3. L'article 6 de l'arrêté du 27 décembre 2016 relatif aux conditions d'établissement et de transmission des certificats médicaux, rapports médicaux et avis mentionnés aux articles R. 313-22, R. 313-23 et R. 511-1 du code de l'entrée et du séjour des étrangers et du droit d'asile dispose : " Au vu du rapport médical mentionné à l'article 3, un collège de médecins désigné pour chaque dossier dans les conditions prévues à l'article 5 émet un avis, conformément au modèle figurant à l'annexe C du présent arrêté, précisant : / a) si l'état de santé de l'étranger nécessite ou non une prise en charge médicale ; / b) si le défaut de cette prise en charge peut ou non entraîner des conséquences d'une exceptionnelle gravité sur son état de santé ; / c) si, eu égard à l'offre de soins et aux caractéristiques du système de santé dans le pays dont le ressortissant étranger est originaire, il pourrait ou non y bénéficier effectivement d'un traitement approprié ; / d) la durée prévisible du traitement. / Dans le cas où le ressortissant étranger pourrait bénéficier effectivement d'un traitement approprié, eu égard à l'offre de soins et aux caractéristiques du système de santé dans le pays dont il est originaire, le collège indique, au vu des éléments du dossier du demandeur, si l'état de santé de ce dernier lui permet de voyager sans risque vers ce pays. / Cet avis mentionne les éléments de procédure. (...) ".

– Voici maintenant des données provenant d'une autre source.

PR #14, opened 2018-11-02
[PREVIEW] RIA-473 make Jenkins archive serenity reports correctly

Rob-Doherty:
### WHAT?

Serenity reports were not being correctly archived by Jenkins, and so this change fixes that.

4. Pour refuser le renouvellement du titre de séjour pour raisons médicales sollicité par Mme A..., le préfet du Loiret s'est fondé sur l'avis émis le 30 juin 2018 par le collège de médecins de l'OFII, indiquant que l'état de santé de l'intéressée nécessitait une prise en charge médicale dont le défaut pouvait entraîner des conséquences d'une exceptionnelle gravité mais qu'elle pouvait bénéficier effectivement dans son pays d'origine d'un traitement approprié et qu'elle pouvait voyager sans risque vers ce pays.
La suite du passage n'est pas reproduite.